# Can't uninstall my network adapter



## Larkina (Jul 23, 2006)

I'm having problems uninstalling my current network adapter (LNE100TX Fast ethernet adapter), in order to install my new network adapter, (D-Link DGE-530T) I keep getting a message saying that my system may need this driver in order to boot up. I've also tried to uninstall this network driver in safe mode and had no luck. Please, could someone help me.


----------



## Guest (Jul 23, 2006)

driver cleaner is great.

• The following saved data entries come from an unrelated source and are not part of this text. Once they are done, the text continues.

PR #2046, opened 2019-06-25
Defect/524 cannot view app with client level role

esotrope:
You can now log in with only client level reporting roles

image

### DIFF
--- a/webapp/src/main/java/org/opentestsystem/rdw/reporting/security/authority/DefaultAuthorityService.java
+++ b/webapp/src/main/java/org/opentestsystem/rdw/reporting/security/authority/DefaultAuthorityService.java
@@ -2,6 +2,7 @@ package org.opentestsystem.rdw.reporting.security.authority;
 
 import com.google.common.collect.Multimap;
 import com.google.common.collect.Multimaps;
+import org.apache.commons.lang.StringUtils;
 import org.opentestsystem.rdw.multitenant.TenantProperties;
 import org.opentestsystem.rdw.reporting.common.security.ReportingRole;
 import org.opentestsystem.rdw.reporting.sandbox.SandboxRole;
@@ -19,15 +20,21 @@ import org.springframework.stereotype.Service;
 
 import java.util.Arrays;
 import java.util.Collection;
+import java.util.List;
 import java.util.Map;
+import java.util.Optional;
 import java.util.Set;
+import java.util.stream.Collectors;
 
 import static com.google.common.collect.Maps.newHashMap;
 import static com.google.common.collect.Sets.newHashSet;
 import static java.util.Collections.emptySet;
+import static java.util.stream.Collectors.toList;
 import static java.util.stream.Collectors.toSet;
+import static org.apache.commons.lang.StringUtils.isBlank;
 import static org.opentestsystem.rdw.reporting.common.security.ReportingRole.ReportingRoles;
 import static org.opentestsystem.rdw.reporting.security.authority.Authorities.toAuthority;
+import static org.opentestsystem.rdw.utils.Grant.Level.CLIENT;
 import static org.opentestsystem.rdw.utils.Grant.Level.DISTRICT;
 import static org.opentestsystem.rdw.utils.Grant.Level.DISTRICT_GROUP;
 import static org.opentestsystem.rdw.utils.Grant.Level.INSTITUTION;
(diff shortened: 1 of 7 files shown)


webapp/src/main/java/org/opentestsystem/rdw/reporting/security/authority/DefaultAuthorityService.java
```diff
@@ -83,34 +90,39 @@
...
-                authorities.add(authority);
-            } catch (final IllegalArgumentException exception) {
-                // in a well-behaved and properly configured ecosystem this should never happen
-                // so log a WARN level message so the log may be monitored
-                logger.warn("invalid grant: {}", encodedGrant);
-            }
-        }
-        return authorities;
+
+        final List<Authority> authorities = Arrays.stream(encodedGrants)
```
esotrope: @malaffoon i made the logic here much more readable - it passes tests and seems logical to me but can you double check i didn't miss anything here?

webapp/src/main/java/org/opentestsystem/rdw/reporting/security/authority/DefaultAuthorityService.java
```diff
@@ -155,6 +167,8 @@
                         .computeIfAbsent(permissionId, (key) -> PermissionScope.builder());
 
                 switch (authority.getLevel()) {
+                    case CLIENT:
+                    case STATE_GROUP:
```
esotrope: these now map to statewide permission which they really already should have

webapp/src/main/webapp/src/app/shared/i18n/rdw-translate-loader.ts
```diff
@@ -52,20 +52,8 @@ export class RdwTranslateLoader implements TranslateLoader {
...
-      map(([clientTranslations, serverTranslations, subjects]) => {
-        const asmtTranslations = this.createSubjectTranslations(
-          subjects,
-          serverTranslations
-        );
-        return flattenJsonObject(
-          merge(clientTranslations, asmtTranslations, serverTranslations)
-        );
-      })
+    return this.getUserTranslations(languageCode).pipe(
```
esotrope: dedup

webapp/src/main/webapp/src/app/shared/i18n/rdw-translate-loader.ts
```diff
@@ -122,16 +114,16 @@ export class RdwTranslateLoader implements TranslateLoader {
   private getUserTranslations(languageCode: string) {
     return forkJoin(
       this.getClientTranslations(languageCode),
-      this.getServerTranslations(languageCode),
-      this.subjectService.getSubjectCodes()
+      this.getServerTranslations(languageCode).pipe(catchError(() => of({}))),
+      this.subjectService.getSubjectCodes().pipe(catchError(() => of([])))
```
esotrope: need this for when no tenant is set

webapp/src/test/java/org/opentestsystem/rdw/reporting/security/saml/SamlUserDetailsServiceTest.java
```diff
@@ -89,21 +90,6 @@ public void itShouldCreateAUser() {
                 );
     }
 
-    @Test
-    public void itShouldCreateAnEmptyUserIfNoGrantsWithState() {
```
esotrope: no longer a valid assertion

webapp/src/test/java/org/opentestsystem/rdw/reporting/security/saml/SamlUserDetailsServiceTest.java
```diff
@@ -113,7 +99,6 @@ public void itShouldCreateAnEmptyUserIfNoGrants() {
         assertThat(user.getUsername()).isEqualTo("alice@example.com");
         assertThat(user.getPermissionsById()).isEmpty();
         assertThat(user.getAuthorities()).isEmpty();
-        assertThat(user.isEnabled()).isFalse();
```
esotrope: doesn't really make sense to model user accounts as  "disabled" when they just don't have permissions in this system

webapp/src/main/java/org/opentestsystem/rdw/reporting/security/authority/DefaultAuthorityService.java
malaffoon: LGTM

webapp/src/main/java/org/opentestsystem/rdw/reporting/security/authority/DefaultAuthorityService.java
malaffoon: Hmmm. Good for now but this does raise the issue of what it means to grant, say, PII at the client level. But i guess that is more of an SSO/ART concern than RDW's problem.

esotrope: hm good point. we could validate that the role can only be an admin role?

webapp/src/main/java/org/opentestsystem/rdw/reporting/security/saml/SamlUserDetailsService.java
```diff
@@ -54,56 +52,54 @@ public Object loadUserBySAML(final SAMLCredential credential) throws UsernameNot
...
 
+        final User.Builder user = User.builderExt()
+                .id(id)
+                .firstName(firstName)
+                .lastName(lastName)
+                .email(email)
+                .username(username)
+                .tenant(
+                        UserTenant.builder()
+                                .id(stateId)
```
malaffoon: having a tenant in here with a null stateId is ok?

esotrope: maybe not the most logical but it will have no side affects i'm aware of so long as ART permissions are assigned right

ftdholbrook: FWIW I'm fine with it there, it is just more user metadata.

It will remove it for you. available download @ majorgeeks.com


----------



## Larkina (Jul 23, 2006)

Drive Cleaner only appears to remove video drivers like Nvidia, ATi etc.
Thanks anyway.


----------



## dai (Jul 2, 2004)

when i change them i just uninstall from the device manager and install the new one


----------



## Larkina (Jul 23, 2006)

I even tried that and the wizard said there was an error in installing this device or something to that nature. What you purposed is what I figured would work also but it didn't the first time I'm going to try again. I may have fell to mention also that I am the computer's administrator so I don't think that it could be any sort of policy problem. Thank you very much for the reply.


----------



## dai (Jul 2, 2004)

some of the dlink installs need to be done before the card is installed,
here is a link to the manual and install guide
http://www.dlink.com/products/support.asp?pid=284&sec=0#quickInstallGuides


----------



## Larkina (Jul 23, 2006)

Thanks alot maybe this will help. My last resource would be to reinstall my entire operating system which is the last thing I want to do since it takes an average of about 6 to 7 hours. Thank you very much


----------